# City puppy refuses to eliminate in city! HELP!



## lindsayk (Nov 30, 2011)

Hi!

My boyfriend and I got our four-month old Puerto Rican shelter rescue puppy, *Bagel*, about two weeks ago. She is fully crate-trained and about 90% house-broken. (She has had two accidents over the last week because we didn't take her out in time.) Bagel is smart and learns quickly. We adore her!

*Our huge problem with Bagel is our home — New York City! She absolutely HATES going outside. She refuses to budge from our stoop to eliminate or walk down the street, and I either have to half-drag her down the block or pick her up. She will NOT poop or pee anywhere on my (or any) street. She doesn't like the noise, the cars or the distractions of people walking by. We got her a warm down coat to ensure she wasn't cold. 

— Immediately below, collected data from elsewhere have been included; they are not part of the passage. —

PR #1340, opened 2026-08-26
feat(manifest-conformance): hold the ADR 0019 library boundary

JumpLink:
Answers a direct question — *ts-for-gir is meant to be used as a library, so can more of gjsify move there?* — with measurements, and lands the two things that were cheap and unambiguous. The ts-for-gir half is gjsify/ts-for-gir#439.

## The answer, in one line

**ts-for-gir knows GIR as XML** — parsed headlessly, in CI, with no GTK installed and no typelib loaded. **gjsify knows GI as a loaded runtime.** Every introspection-carrying module in this repo sorts cleanly on that one question, and the sort is not a judgement call: a module that needs an installed library cannot move to a generator that runs without one.

## Candidates, audited

Code lines exclude comments and blanks — several of these files are 60 % comment, and counting prose measures the incident record rather than the coupling.

**Moves, and it is all one thing already decided** (ADR 0029 steps 3–5):

| module | code | GIR-generic | what holds it here |
|---|---:|---:|---|
| `generator/gir.mts` | 249 | 248 | one import, `@gjsify/domparser` |
| `generator/surface.mts` | 196 | 196 | nothing — imports only its two siblings |
| `generator/tsmap.mts` | 100 | 100 | nothing |
| `generator/mini.fixture.mts` | 59 | 59 | nothing |
| `generator/emit-types.mts` | 156 | ~151 | `tagOf` + emitted `../attrs.js`; the dialect half stays |
| `generator/emit.mts` | 103 | 13 | the runtime table is gtk-host's model (ADR 0028 § 1) |

The first four are a closed subgraph — 604 code lines whose only edge outside `generator/` is a single XML-parser import. `tsmap.mts`'s `GIRS_PACKAGES` table (`Gtk` → `@girs/gtk-4.0`) is **ts-for-gir's own naming convention, written on the wrong side of the boundary.**

**Does not move, same reason each time** — full of GI vocabulary, but each needs something a headless generator does not have: `system-gi-dirs.ts` (44/43), `cli/utils/system-gi.ts` (77/77), `node-gi/system-gi.js` (70/70), `gi-typelib.ts` (80/80), `typelib-backers.mjs` (170/~155, parses the typelib *binary* header), both `parseGiSpecifier` copies (22/22 — `gi://` is a GJS import specifier, not a GIR concept), `repo.cc` (245, `gi_repository_require` *is* the runtime), `conformance/` + `registry.ts` (walk the live GObject type system), `docs/gnome-mappings.md` (0 — a polyfill choice table).

`generated.spec.ts` belongs in that second list for the sharpest version of the reason: it asks the *installed* typelib whether every emitted name is real.

**The three `systemGiLibraryDirs()` copies are a real duplicate, and ts-for-gir is not its home.** They exist three times because ADR 0005 Decision 2 forbids a Tier-1 package a `dependencies` edge on `@gjsify/node-gi` — a tier rule, not a technical obstacle. Answering "can it move to ts-for-gir" with yes would export a runtime concern into a generator to dodge a tier rule. The already-tracked shared `@gjsify/system-gi` stays right.

## The dependency-direction check found a hole

ADR 0019 Decision 1 keeps every `@ts-for-gir/*` and `@gi.ts/*` package build-step-free, and the registry confirms it — `@ts-for-gir/lib`, `@ts-for-gir/cli` and `@gi.ts/parser` all resolve `exports["."]` to `./src/index.ts`. So a `dependencies` edge from a published `@gjsify/*` package onto one of them **ships raw TypeScript to every consumer.**

Nothing enforced that. `tier.mjs` collects only `dep.startsWith('@gjsify/')`, so an external `@ts-for-gir/*` edge in `dependencies` was invisible to it, and no other manifest-conformance rule inspects external dependency names — the edge would have passed `audit-runtimes --check` in silence.

The `tier` rule now fails on it **by name**, the same shape it already uses for ADR 0005's node-gi isolation and for the same reason: these are external packages carrying no `gjsify.tier`, so the tier walk structurally cannot see them. Not a new rule and not a fourth required check — one more failure inside the rule that already special-cases a package by name.

- Green on all 202 published packages (whose eight existing `@ts-for-gir/*` edges are all `devDependencies`, the sanctioned seam).
- Red on an injected `dependencies` edge, naming the package, the field and the seam.

**And the good news it makes explicit:** the prize costs no new dependency edge at all. The widget surface arrives as generated `@girs/*` — `.d.ts` plus runtime `.js` — and `@gjsify/gtk-host` already declares eight `@girs/*` packages. ADR 0029 steps 3–5 add zero `@ts-for-gir` dependency.

## Is the rollback still blocked? Yes, and it is live-checkable

`npm view @girs/gtk-4.0 exports --json` re-measured today: still **four** keys, no `./surface`. ts-for-gir is at 4.1.0 with tag `v4.1.0` already cut, so ts-for-gir#438 is unreleased code.

`status/open-todos.md` said what was missing and how to detect arrival, but not how to *cause* it. It now carries the ordered sequence, which hangs off **one human action** — none of it a gjsify PR:

1. A ts-for-gir maintainer cuts 4.2.0 from `main`. `.release-it.json` has `npm.publish: false`; the cut only tags and opens a GitHub release.
2. `release: published` fires `release-types.yml` → `build:types:release` → pushes regenerated `@girs/*` to `gjsify/types@main`. Nothing needs enabling: `.ts-for-gir.packages-all.rc.js` already sets `widgetSurface: true`, and the package template emits `./surface` conditionally on `girModule.hasWidgetSurface`.
3. That push fires `gjsify/types`' own `Release CI` (`on: push: branches: [main]`), which publishes every `@girs/*` to npm. **This is the step that makes the subpath installable, and it is triggered by the push rather than by the release** — so a cut whose `release-types.yml` leg fails publishes `@ts-for-gir/*` and no new `@girs/*`, which looks like a successful release from the tag.
4. Probe *both*: `npm view @girs/gtk-4.0 version` must read 4.2.0 **and** `exports --json` must show the fifth key. Step 3 is where the two can come apart.

**The same release retires a second thing.** `checkTypeSkew`'s `isDegenerate()` detects the `@girs` namespace-version-as-release fallback that ADR 0019 Decision 3 removed in ts-for-gir#436, also unreleased. Once a released `@girs` omits `libraryVersion` where the library declares none, that detector reads for a shape that can no longer be published — it goes away rather than moving anywhere.

## The 97-vs-889 number

`gir.mts` said 97 and ts-for-gir said 889, over the *same* 705 GIRs — this repo's generator literally reads ts-for-gir's `girs/`. Measured both ways: **both are right**, and they differ by exactly the 792 members whose GIR name carries uppercase and whose nick preserves it, which disagree only with a derivation that also lowercases. `97 + 792 = 889`. `nickOf` does not lowercase, so 97 is its number; the pair only looked like a contradiction because the derivation was never named beside the count.

Per the convention #1328 set, the count moves to ts-for-gir — which owns the corpus and now asserts it in `check:girs` — and this comment keeps what it establishes: some nicks retain an underscore the substitution would have replaced, so only the attribute knows which one survived. Full detail, including the invariant that made ts-for-gir's `toLowerCase()` a measured defect, in gjsify/ts-for-gir#439.

## Checks

`audit-runtimes --check` ✅ (tier summary now names the ADR-0019 boundary) · `check-adr-index` ✅ · `check-doc-fences` ✅ · `check-agent-context-size --check` ✅ · `check-doc-revert` ✅. No AGENTS.md touched, so no budget move.

### DIFF
--- a/docs/adr/0019-ts-for-gir-as-library.md
+++ b/docs/adr/0019-ts-for-gir-as-library.md
@@ -137,7 +137,9 @@ it: `@ts-for-gir/lib`, `@ts-for-gir/cli` and `@gi.ts/parser` all resolve
 `exports["."]` to `./src/index.ts`. So a **`dependencies` edge from a published
 `@gjsify/*` package onto one of them publishes raw TypeScript to everyone who installs
 the depending package.** The sanctioned seam is a `devDependency` that gjsify bundles,
-which is what all eight existing edges in this repo already are.
+which is what all seven published edges in this repo already are (all of them on
+`@ts-for-gir/cli`; `@ts-for-gir/lib` itself appears only under the private
+integration test, which declares no tier and publishes nothing).
 
 Nothing enforced that. `scripts/manifest-conformance/rules/tier.mjs` collects only
 `dep.startsWith('@gjsify/')`, so an external `@ts-for-gir/*` edge was invisible to it,
--- a/docs/adr/0019-ts-for-gir-as-library.md
+++ b/docs/adr/0019-ts-for-gir-as-library.md
@@ -129,6 +129,44 @@ is still open".
 Decision 2 is **independent** of this: declaring `gjsify.prebuilds` adds a `.gir`
 to the tarball, not a dependency edge.
 
+### 4. The boundary Decision 1 implies is now enforced, not trusted
+
+Added 2026-08-26, while auditing what else could move to ts-for-gir. Decision 1 keeps
+every `@ts-for-gir/*` and `@gi.ts/*` package build-step-free, and the registry confirms
+it: `@ts-for-gir/lib`, `@ts-for-gir/cli` and `@gi.ts/parser` all resolve
+`exports["."]` to `./src/index.ts`. So a **`dependencies` edge from a published
+`@gjsify/*` package onto one of them publishes raw TypeScript to everyone who installs
+the depending package.** The sanctioned seam is a `devDependency` that gjsify bundles,
+which is what all eight existing edges in this repo already are.
+
+Nothing enforced that. `scripts/manifest-conformance/rules/tier.mjs` collects only
+`dep.startsWith('@gjsify/')`, so an external `@ts-for-gir/*` edge was invisible to it,
+and no other conformance rule inspects external dependency names — a package could
+have taken that edge and passed `audit-runtimes --check` silently. The `tier` rule now
+also fails on it, by name, the same shape it already used for ADR 0005's node-gi
+isolation and for the same reason: these are external packages with no `gjsify.tier`,
+so the tier walk structurally cannot see them.
+
+**This does not restrict where GIR-derived DATA may flow.** `@girs/*` packages ship
+`.d.ts` plus runtime `.js` and are unaffected — which is why ADR 0029's migration of the
+widget vocabulary into `@gjsify/gtk-host` costs no new dependency edge at all: the
+surface arrives as generated types on a package gtk-host already depends on.
+
+### 5. What the boundary answers about migrating more code here
+
+The audit behind Decision 4 sorted every introspection-carrying module in gjsify on one
+question, recorded in `status/open-todos.md` § "What else could move to ts-for-gir":
+**ts-for-gir knows GIR as XML** — parsed headlessly, in CI, with no GTK installed and no
+typelib loaded — while **gjsify knows GI as a loaded runtime**. A module that needs an
+installed library cannot move to a generator that runs without one, so the whole
+typelib-loading cluster (`systemGiLibraryDirs()` and its two mirrors, `gi-typelib.ts`,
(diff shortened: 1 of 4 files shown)


JumpLink:
Pushed a correction to two of my own numbers, both the class this repo already names:

- The candidate table carried a second **GIR-generic** count beside ADR 0029's accepted one, differing on four of seven rows — because it was silently answering a different question (*how many lines mention gjsify*) under the same heading. ADR 0029 now owns the code/GIR-generic columns and the second question gets its own. The pair is more useful than either alone: `emit.mts` references gjsify **nowhere** and still cannot move, because only 13 of its 103 lines are GIR-generic. A module can be free of gjsify imports and still be entirely about gjsify.
- **Seven** published packages carry a `@ts-for-gir/*` edge, not eight — all on `@ts-for-gir/cli`, all `devDependencies`. The eighth was the private integration test, which declares no tier and publishes nothing, so it is not evidence about published packages either way.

When I finally carry her to the dog park two blocks away, she immediately pees and poops. Then, she's all happy (she gets lots of praise!), and happily walks — practically skips! — on her leash aaalll the way back to my building. 

HELP! How do I get Bagel to eliminate on the street? I cannot keep picking her up (it spoils her and kills my back!), and dragging her down two blocks every time she needs to go is not a long-term solution! *

PLEASE HELP!




_Pictures of Bagel, love of my life! _

​http://instagr.am/p/U5GOC/

​http://instagr.am/p/Uz9hm/

​http://instagr.am/p/UxGDz/


----------



## chubby (Aug 18, 2011)

it could help to really focus on city-socialization - try to sit with her on the porch watching cars drive by more often, and treat her, until she's comfortable with it, and then advance her to walk down the street, etc. the more she's exposed to the city, the more it'll be 'less of a big deal' particularly if she's experiencing pleasant things while she's there - 

Also, it might help if you crate her until she'll really have to pee (the best time is first thing in the morning cuz they usually can't wait long before they need to really go) , so when you take her to the curbside, she'll just automatically pee there, and then once the scent is marked there, she'll hopefully start to associate that curbside with eliminating.

HOpe this helps :s it's just advice from my past experience, please take it with a grain of salt


----------



## DustyCrockett (Sep 24, 2011)

Don't worry, just give it time. At this age, you don't want to force her into a situation she finds frightening. Since she's happy on the way home from the park, try carrying her half a block or so down the street. Or around the corner -- sometimes just being out of sight of home will do the trick.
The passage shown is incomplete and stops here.